I mentioned that when I was out in LA a few weeks ago.
Where I ate my fair share of beet berry smoothie bowls.
And I’m still doing a lot of that.
This one though is inspired less by my California daydreams.
And more by what’s growing in my own backyard.
Last year around this time my garden beds weren’t even built. We were still kind of unpacking boxes, scrambling around, getting acclimated and settling in from our big cross country move. And I don’t think I even planted anything until late May. But this year my spring garden is in, and it’s been consistently warm here for almost two months. Which feels so luxurious when you’re from the east coast. Another notch on my, things I love about St. Louis list.
Spring gardens produce such nourishing foods. A collision of fragile greens and hearty root vegetables. In my beds right now, amongst other things, is kale, beets and my favorite perennial herb, lemon thyme. The perfect ingredients for berry smoothie bowls. If you’ve never had or smelled lemon thyme please try to make that a priority.

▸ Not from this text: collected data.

PR #375, opened 2021-07-04
Build shared object on BSDs; remove unneeded WITH_GETLINE.

ibara:
Hello --

The BSDs are building with a -D_WITH_GETLINE switch that appears unreferenced in the code itself.
Additionally, there's no technical reason why not to build the shared library (if wanted) either, so make it available.

Thanks!


marcobambini:
Thanks @ibara!

PR #376, opened 2021-07-10
bzero is not cross-platform and deprecated.

iSLC:
The bzero() function is deprecated (marked as LEGACY in POSIX.1-2001); use memset(3) in new programs.


marcobambini:
Thanks @iSLC but there is already a macro that takes care of unsupported systems (in `gravity_config.h`):
```c
#if (!defined(HAVE_BZERO) || !defined(bzero))
#define bzero(b, len) memset((b), 0, (len))
#endif
```

iSLC:
I would like to add that it should probably be moved outside the `_MSC_VER` macro scope. Because there's more then MSC on windows. Like MinGW for example. Which it doesn't cover.

PR #377, opened 2021-07-21
Update Travis CI badge

pamarcos:
The current badge points to deprecated travis.org which redirects to travis.com, so we'd rather point to it directly :)


marcobambini:
Oh yes @pamarcos thanks!

pamarcos:
You are very welcome. Thanks for your work on Gravity @marcobambini, much appreciated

It’s the most magical herb, with both sweet and savory applications. Gardening brings me so much joy. It’s a time for me to slow down, focus on a single task, and listen to the birds with the dirt under my feet. Growing your own food is empowering. And meditative. The time I spend out there brings me closer to finding inner peace. If that even is a thing. Do you have a garden? Big or small, even a windowsill herb box counts.
I hope everyone had a beautiful weekend. I’m headed out to celebrate the earth with the rest of my city at one of my favorite places in the world. This post is sponsored by Silk in part to celebrate Earth Month! Thanks for supporting the brands that make it possible to bring you free, quality content each week. For updates, discounts, offers and more sign-up for Silk’s newsletter here.
Beet Berry Smoothie Bowl

Ingredients
- 1 cup mixed frozen berries (more to garnish)
- ½ cup raw red beet, diced small
- 1 banana
- 2 handfuls baby kale
- ¼ cup ground flax
- ½ cup unsweetened almond milk (see notes)
- hemp seeds (optional garnish)
- lemon thyme leaves (optional garnish)
- honey (optional garnish)
Instructions
1. Combine the berries, beets, banana, kale, flax and almond milk in a blender and process until completely smooth.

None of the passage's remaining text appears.